_What is required:_ Collect every line of the records below that contains the word "reported".

(Data for the task)

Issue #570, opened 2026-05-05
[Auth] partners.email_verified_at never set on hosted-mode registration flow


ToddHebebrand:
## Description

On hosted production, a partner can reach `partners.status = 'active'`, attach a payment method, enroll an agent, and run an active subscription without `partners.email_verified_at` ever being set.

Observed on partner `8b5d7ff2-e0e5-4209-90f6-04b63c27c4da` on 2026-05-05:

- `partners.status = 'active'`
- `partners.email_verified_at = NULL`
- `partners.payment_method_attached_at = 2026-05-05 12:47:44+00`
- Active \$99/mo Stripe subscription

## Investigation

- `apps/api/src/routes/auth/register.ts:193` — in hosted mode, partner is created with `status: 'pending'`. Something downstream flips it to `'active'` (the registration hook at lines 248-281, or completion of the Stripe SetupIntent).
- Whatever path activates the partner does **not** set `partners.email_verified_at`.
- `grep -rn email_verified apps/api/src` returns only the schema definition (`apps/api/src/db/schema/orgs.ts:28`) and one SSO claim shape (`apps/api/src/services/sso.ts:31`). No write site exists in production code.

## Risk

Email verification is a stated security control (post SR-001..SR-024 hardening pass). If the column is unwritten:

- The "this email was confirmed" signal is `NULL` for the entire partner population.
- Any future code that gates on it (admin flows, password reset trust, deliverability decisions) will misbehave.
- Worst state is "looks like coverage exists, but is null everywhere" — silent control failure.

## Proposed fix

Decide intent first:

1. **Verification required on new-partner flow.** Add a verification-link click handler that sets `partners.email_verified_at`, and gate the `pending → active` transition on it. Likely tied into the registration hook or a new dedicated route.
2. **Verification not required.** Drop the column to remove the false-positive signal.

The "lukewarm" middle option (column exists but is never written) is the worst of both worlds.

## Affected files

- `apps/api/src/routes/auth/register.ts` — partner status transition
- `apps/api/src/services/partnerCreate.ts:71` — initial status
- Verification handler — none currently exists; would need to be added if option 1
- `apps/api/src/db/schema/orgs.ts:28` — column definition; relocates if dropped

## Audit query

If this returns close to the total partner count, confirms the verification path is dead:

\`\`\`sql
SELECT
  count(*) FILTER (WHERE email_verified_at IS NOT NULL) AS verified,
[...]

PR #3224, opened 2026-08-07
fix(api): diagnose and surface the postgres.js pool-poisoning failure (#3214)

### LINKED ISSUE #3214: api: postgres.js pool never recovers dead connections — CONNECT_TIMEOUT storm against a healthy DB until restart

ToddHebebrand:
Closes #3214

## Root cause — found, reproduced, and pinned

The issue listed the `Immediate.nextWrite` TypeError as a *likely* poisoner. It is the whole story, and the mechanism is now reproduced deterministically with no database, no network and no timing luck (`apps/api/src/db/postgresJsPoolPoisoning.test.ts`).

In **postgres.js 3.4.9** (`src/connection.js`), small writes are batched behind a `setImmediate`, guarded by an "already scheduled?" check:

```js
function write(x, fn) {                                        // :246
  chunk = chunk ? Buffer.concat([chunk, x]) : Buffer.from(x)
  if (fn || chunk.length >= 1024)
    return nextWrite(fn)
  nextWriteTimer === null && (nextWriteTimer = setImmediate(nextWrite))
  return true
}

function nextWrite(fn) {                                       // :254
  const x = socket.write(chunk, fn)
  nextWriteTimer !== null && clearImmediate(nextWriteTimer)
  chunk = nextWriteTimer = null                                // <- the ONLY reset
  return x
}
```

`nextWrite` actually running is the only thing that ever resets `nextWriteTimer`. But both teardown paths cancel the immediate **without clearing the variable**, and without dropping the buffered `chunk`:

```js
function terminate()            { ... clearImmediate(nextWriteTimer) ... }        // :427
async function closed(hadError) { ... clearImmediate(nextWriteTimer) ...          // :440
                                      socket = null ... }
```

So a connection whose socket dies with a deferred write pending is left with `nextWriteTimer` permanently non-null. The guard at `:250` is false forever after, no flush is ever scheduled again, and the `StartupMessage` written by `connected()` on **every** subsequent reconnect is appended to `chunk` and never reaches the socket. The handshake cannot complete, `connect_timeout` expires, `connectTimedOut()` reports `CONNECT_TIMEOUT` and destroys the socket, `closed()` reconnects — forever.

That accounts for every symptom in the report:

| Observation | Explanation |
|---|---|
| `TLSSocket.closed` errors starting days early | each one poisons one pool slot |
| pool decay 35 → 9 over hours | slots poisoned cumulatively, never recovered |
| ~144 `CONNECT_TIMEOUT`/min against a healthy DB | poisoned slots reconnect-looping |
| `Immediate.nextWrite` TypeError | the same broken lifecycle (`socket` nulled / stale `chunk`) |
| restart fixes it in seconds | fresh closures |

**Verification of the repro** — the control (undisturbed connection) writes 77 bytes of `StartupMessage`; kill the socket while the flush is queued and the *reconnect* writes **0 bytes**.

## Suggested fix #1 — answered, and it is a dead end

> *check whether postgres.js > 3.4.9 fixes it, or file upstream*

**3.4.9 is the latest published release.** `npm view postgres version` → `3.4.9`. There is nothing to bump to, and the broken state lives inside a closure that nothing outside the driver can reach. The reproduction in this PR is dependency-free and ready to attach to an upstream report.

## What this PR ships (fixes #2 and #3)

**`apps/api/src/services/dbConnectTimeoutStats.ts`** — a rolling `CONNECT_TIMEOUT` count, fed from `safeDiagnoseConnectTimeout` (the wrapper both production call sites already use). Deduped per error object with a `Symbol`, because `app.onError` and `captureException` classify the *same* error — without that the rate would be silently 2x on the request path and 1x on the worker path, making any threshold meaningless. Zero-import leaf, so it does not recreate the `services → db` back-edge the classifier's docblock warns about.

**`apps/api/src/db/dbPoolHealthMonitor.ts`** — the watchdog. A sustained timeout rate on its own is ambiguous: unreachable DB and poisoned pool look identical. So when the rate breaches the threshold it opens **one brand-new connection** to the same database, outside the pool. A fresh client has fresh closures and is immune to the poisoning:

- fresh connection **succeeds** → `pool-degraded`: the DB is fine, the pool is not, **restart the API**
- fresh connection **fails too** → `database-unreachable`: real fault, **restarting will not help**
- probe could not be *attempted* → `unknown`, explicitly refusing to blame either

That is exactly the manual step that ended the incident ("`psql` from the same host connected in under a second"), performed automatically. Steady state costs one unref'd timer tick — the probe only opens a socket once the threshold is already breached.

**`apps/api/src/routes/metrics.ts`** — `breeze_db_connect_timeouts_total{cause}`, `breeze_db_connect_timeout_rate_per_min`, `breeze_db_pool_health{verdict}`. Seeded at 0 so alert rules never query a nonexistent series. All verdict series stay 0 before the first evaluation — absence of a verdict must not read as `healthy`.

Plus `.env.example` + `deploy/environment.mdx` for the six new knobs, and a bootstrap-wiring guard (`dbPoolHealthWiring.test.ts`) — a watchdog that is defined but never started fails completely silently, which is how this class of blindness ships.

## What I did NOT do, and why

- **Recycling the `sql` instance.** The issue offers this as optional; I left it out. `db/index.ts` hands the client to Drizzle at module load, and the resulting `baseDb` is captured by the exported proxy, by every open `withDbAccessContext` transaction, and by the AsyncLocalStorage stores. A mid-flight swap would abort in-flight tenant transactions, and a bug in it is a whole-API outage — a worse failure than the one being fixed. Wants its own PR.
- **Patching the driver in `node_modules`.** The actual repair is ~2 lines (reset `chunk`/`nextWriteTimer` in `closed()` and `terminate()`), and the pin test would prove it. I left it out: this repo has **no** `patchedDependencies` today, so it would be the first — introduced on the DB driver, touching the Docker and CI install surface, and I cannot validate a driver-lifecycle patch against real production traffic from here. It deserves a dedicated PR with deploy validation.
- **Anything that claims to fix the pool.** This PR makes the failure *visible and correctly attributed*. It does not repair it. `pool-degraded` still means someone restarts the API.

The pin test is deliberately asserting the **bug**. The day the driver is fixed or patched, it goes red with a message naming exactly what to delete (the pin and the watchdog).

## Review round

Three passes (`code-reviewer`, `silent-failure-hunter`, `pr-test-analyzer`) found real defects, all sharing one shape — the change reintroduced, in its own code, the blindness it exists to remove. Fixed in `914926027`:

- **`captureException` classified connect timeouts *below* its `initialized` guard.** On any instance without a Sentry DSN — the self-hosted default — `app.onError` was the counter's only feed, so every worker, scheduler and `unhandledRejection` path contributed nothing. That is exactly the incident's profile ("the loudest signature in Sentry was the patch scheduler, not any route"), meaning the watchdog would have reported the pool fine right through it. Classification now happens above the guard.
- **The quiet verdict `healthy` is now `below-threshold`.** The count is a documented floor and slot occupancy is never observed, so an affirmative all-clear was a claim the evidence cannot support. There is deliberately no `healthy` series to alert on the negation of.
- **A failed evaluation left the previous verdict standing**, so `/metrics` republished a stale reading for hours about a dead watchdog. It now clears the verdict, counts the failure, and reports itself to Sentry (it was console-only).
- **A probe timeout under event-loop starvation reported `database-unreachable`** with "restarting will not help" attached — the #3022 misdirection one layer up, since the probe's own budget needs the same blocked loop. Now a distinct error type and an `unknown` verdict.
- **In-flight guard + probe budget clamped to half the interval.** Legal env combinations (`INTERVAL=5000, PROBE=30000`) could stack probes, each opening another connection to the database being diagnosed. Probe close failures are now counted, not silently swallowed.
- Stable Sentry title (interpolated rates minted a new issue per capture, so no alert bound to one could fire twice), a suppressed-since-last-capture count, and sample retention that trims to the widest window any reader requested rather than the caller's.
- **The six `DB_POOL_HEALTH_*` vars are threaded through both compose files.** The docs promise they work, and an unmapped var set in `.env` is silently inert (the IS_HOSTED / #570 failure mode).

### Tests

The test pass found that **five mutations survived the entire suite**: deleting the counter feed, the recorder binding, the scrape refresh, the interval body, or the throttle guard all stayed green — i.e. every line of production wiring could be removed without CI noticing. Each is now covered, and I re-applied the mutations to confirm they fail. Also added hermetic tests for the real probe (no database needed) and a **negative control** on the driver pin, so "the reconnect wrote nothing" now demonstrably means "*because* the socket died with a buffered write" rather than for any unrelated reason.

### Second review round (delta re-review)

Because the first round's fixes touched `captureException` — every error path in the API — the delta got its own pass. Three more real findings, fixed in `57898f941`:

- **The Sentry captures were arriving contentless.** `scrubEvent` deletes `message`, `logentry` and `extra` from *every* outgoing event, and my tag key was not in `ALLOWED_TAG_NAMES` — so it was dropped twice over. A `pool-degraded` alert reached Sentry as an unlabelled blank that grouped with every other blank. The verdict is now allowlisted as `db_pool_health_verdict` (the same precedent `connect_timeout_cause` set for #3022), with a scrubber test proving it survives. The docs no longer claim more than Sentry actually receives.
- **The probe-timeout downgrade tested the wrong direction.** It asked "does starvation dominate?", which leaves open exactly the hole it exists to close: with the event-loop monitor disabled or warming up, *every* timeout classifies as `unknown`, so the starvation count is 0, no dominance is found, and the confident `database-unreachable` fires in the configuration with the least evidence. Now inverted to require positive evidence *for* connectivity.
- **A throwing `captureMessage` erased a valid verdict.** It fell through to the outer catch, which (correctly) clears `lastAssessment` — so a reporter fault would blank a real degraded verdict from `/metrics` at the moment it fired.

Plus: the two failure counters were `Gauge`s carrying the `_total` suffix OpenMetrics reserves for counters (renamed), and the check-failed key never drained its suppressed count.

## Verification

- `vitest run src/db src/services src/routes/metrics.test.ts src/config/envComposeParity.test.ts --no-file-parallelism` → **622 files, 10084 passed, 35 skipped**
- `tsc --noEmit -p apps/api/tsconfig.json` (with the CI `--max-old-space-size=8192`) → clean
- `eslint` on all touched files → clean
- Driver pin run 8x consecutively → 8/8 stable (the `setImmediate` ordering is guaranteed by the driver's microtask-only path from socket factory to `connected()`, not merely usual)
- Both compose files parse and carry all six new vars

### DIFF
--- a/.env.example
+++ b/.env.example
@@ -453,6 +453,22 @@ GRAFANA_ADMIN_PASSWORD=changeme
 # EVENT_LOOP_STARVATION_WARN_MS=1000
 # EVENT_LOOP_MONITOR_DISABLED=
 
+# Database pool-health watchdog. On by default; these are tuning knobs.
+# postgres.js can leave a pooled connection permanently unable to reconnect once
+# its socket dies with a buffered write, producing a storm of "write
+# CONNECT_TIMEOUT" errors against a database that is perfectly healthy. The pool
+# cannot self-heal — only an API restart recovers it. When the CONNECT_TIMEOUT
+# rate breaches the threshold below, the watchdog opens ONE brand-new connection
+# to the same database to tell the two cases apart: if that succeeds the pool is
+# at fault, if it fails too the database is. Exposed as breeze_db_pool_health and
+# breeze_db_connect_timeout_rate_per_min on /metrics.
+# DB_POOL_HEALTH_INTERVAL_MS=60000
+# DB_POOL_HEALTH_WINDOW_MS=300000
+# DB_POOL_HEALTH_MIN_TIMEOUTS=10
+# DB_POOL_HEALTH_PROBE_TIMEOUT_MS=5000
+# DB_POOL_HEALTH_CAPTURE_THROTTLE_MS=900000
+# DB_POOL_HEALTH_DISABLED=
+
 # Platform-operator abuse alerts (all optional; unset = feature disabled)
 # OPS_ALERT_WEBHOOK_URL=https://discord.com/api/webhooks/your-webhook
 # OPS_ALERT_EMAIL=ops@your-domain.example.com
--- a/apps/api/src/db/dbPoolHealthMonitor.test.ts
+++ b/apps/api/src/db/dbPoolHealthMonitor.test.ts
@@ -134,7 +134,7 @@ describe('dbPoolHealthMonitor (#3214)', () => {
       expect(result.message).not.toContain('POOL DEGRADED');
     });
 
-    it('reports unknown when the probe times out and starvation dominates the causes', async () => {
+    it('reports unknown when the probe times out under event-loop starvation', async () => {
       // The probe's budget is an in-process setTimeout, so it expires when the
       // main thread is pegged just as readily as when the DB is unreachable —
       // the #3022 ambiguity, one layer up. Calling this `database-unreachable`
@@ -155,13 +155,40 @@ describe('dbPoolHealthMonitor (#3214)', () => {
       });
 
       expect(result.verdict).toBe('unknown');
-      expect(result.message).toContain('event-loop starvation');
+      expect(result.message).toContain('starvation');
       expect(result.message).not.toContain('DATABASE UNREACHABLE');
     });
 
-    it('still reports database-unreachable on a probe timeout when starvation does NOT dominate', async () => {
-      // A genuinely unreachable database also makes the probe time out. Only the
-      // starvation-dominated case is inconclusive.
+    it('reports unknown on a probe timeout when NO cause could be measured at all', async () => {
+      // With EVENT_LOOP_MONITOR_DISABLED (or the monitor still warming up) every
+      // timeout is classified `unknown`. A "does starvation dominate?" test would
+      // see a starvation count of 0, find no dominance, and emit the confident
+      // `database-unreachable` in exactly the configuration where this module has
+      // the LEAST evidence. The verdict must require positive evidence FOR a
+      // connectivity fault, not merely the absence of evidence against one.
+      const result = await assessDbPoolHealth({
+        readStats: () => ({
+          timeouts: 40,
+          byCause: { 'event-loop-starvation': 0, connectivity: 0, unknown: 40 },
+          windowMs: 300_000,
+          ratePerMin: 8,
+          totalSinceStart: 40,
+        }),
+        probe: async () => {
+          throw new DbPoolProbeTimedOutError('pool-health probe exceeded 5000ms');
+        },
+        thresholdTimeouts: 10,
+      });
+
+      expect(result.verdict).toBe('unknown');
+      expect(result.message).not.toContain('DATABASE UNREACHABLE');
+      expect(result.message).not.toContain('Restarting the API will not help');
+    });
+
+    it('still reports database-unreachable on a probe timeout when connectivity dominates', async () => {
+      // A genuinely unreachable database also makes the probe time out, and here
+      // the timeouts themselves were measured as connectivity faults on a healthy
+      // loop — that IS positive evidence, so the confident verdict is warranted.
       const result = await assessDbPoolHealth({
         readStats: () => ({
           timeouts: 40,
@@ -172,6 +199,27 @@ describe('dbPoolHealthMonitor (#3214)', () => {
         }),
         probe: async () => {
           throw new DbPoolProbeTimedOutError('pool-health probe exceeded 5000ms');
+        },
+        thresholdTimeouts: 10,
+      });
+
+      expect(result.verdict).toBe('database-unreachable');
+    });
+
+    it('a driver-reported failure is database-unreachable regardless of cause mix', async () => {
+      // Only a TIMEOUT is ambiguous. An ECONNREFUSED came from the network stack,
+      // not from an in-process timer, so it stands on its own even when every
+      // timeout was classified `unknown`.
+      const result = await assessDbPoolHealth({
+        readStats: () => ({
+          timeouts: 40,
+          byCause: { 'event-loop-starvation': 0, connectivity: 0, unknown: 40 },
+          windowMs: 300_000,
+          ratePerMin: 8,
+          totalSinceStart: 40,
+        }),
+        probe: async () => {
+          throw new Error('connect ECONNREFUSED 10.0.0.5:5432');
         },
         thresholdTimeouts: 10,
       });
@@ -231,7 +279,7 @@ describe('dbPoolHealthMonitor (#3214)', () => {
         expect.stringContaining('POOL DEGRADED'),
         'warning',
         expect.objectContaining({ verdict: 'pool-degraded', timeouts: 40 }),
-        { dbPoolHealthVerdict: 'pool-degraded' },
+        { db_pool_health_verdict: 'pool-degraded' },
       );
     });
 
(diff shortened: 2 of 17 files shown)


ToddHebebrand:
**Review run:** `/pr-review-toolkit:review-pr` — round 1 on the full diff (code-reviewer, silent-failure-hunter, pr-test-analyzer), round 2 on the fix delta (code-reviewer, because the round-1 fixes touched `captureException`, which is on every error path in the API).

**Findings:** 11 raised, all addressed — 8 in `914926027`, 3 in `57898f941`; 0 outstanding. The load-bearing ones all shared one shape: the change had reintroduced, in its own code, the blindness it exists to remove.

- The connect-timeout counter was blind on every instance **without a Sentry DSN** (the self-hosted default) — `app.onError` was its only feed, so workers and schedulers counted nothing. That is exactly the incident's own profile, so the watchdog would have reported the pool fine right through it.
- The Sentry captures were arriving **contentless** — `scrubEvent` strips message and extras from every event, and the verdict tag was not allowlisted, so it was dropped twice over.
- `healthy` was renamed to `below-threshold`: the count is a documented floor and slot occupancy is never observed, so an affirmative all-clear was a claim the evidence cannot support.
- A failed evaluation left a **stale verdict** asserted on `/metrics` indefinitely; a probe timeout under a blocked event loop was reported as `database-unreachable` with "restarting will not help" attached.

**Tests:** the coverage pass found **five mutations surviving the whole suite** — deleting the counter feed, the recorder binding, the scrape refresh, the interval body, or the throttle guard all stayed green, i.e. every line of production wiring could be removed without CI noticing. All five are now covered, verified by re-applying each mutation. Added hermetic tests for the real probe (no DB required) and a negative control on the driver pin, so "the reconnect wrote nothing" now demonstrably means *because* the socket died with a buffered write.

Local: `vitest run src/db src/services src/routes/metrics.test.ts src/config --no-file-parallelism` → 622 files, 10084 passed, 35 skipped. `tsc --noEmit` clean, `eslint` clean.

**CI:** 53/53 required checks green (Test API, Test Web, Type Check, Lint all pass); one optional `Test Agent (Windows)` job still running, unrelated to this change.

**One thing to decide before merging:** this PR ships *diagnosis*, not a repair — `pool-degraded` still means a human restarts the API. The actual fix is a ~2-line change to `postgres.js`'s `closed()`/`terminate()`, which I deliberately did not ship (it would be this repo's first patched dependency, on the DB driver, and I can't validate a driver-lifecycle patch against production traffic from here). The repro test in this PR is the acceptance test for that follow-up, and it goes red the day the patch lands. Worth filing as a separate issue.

(End Data for the task)

_Exercise output:_
- **`captureException` classified connect timeouts *below* its `initialized` guard.** On any instance without a Sentry DSN — the self-hosted default — `app.onError` was the counter's only feed, so every worker, scheduler and `unhandledRejection` path contributed nothing. That is exactly the incident's profile ("the loudest signature in Sentry was the patch scheduler, not any route"), meaning the watchdog would have reported the pool fine right through it. Classification now happens above the guard.
- **A probe timeout under event-loop starvation reported `database-unreachable`** with "restarting will not help" attached — the #3022 misdirection one layer up, since the probe's own budget needs the same blocked loop. Now a distinct error type and an `unknown` verdict.
+    it('a driver-reported failure is database-unreachable regardless of cause mix', async () => {
- The connect-timeout counter was blind on every instance **without a Sentry DSN** (the self-hosted default) — `app.onError` was its only feed, so workers and schedulers counted nothing. That is exactly the incident's own profile, so the watchdog would have reported the pool fine right through it.
- A failed evaluation left a **stale verdict** asserted on `/metrics` indefinitely; a probe timeout under a blocked event loop was reported as `database-unreachable` with "restarting will not help" attached.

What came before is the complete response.